→ PROMPT
Since only part of the material below is wanted, output exactly the lines from the one with "That's why I" up to and including the one with "not true, we".

[THE DATA — start]

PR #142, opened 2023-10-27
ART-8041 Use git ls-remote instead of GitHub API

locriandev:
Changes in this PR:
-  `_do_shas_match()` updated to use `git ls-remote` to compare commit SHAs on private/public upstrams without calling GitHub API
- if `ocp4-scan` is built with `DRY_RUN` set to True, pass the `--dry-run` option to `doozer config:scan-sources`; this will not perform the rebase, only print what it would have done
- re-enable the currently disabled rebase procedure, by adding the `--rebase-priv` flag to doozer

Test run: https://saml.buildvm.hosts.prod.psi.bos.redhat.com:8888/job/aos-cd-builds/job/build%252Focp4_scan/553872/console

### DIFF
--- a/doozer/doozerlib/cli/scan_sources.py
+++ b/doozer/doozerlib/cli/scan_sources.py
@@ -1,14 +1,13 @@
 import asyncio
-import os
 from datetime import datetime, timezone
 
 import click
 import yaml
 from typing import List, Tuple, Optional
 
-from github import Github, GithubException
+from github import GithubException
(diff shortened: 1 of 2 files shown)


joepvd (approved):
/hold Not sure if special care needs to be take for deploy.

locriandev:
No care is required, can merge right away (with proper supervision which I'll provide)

[THE DATA — finish]
[THE DATA — start]

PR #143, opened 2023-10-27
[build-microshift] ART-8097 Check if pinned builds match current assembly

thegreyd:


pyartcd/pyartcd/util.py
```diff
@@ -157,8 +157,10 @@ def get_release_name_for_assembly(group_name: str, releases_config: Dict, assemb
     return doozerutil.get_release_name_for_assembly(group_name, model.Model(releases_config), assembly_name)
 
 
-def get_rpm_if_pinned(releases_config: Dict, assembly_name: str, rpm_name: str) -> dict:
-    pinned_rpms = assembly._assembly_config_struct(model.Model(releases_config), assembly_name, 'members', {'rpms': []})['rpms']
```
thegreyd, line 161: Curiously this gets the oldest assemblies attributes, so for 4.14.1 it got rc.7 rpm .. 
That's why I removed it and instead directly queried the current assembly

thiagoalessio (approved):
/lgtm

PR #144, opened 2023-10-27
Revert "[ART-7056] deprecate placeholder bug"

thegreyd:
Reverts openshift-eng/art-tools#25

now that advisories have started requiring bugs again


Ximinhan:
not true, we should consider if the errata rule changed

[THE DATA — finish]

→ COMPLETED TASK
That's why I removed it and instead directly queried the current assembly

thiagoalessio (approved):
/lgtm

PR #144, opened 2023-10-27
Revert "[ART-7056] deprecate placeholder bug"

thegreyd:
Reverts openshift-eng/art-tools#25

now that advisories have started requiring bugs again


Ximinhan:
not true, we should consider if the errata rule changed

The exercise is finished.